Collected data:
PR #12714, opened 2026-03-10
Congress 9

azum4roll:


(1) Community Patch/Core Files/Overrides/Includes/InfoTooltipInclude.lua
```diff
@@ -121,26 +121,23 @@ local function AppendEraScaling(strTooltip)
...
---- e.g. {"a"} -> "a", {"a", "b"} -> "a and b", {"a", "b", "c"} -> "a, b and c"
+--- e.g. {"a"} -> "a", {"a", "b"} -> "a and b", {"a", "b", "c"} -> "a, b, and c"
 --- @param tItems string[]
 --- @return string
-local strListSeparator = L("TXT_KEY_LIST_SEPARATOR") .. " ";
-local strListAnd = " " .. L("TXT_KEY_LIST_AND") .. " ";
 local function ConcatWithCommaAnd(tItems)
 	local n = #tItems;
-	if n == 1 then
+	if n == 0 then
```
vaderkos, line 129: Is this ever used for long lists? If yes better to use StringBuilder, if not it's fine as wine

azum4roll: I didn't write this. But practically the list shouldn't be too long. Unless someone feels like making a building boost every other building or something.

Your task:
Copy each entry exactly, with nothing added or dropped.

Response:
PR #12714, opened 2026-03-10
Congress 9

azum4roll:


(1) Community Patch/Core Files/Overrides/Includes/InfoTooltipInclude.lua
```diff
@@ -121,26 +121,23 @@ local function AppendEraScaling(strTooltip)
...
---- e.g. {"a"} -> "a", {"a", "b"} -> "a and b", {"a", "b", "c"} -> "a, b and c"
+--- e.g. {"a"} -> "a", {"a", "b"} -> "a and b", {"a", "b", "c"} -> "a, b, and c"
 --- @param tItems string[]
 --- @return string
-local strListSeparator = L("TXT_KEY_LIST_SEPARATOR") .. " ";
-local strListAnd = " " .. L("TXT_KEY_LIST_AND") .. " ";
 local function ConcatWithCommaAnd(tItems)
 	local n = #tItems;
-	if n == 1 then
+	if n == 0 then
```
vaderkos, line 129: Is this ever used for long lists? If yes better to use StringBuilder, if not it's fine as wine

azum4roll: I didn't write this. But practically the list shouldn't be too long. Unless someone feels like making a building boost every other building or something.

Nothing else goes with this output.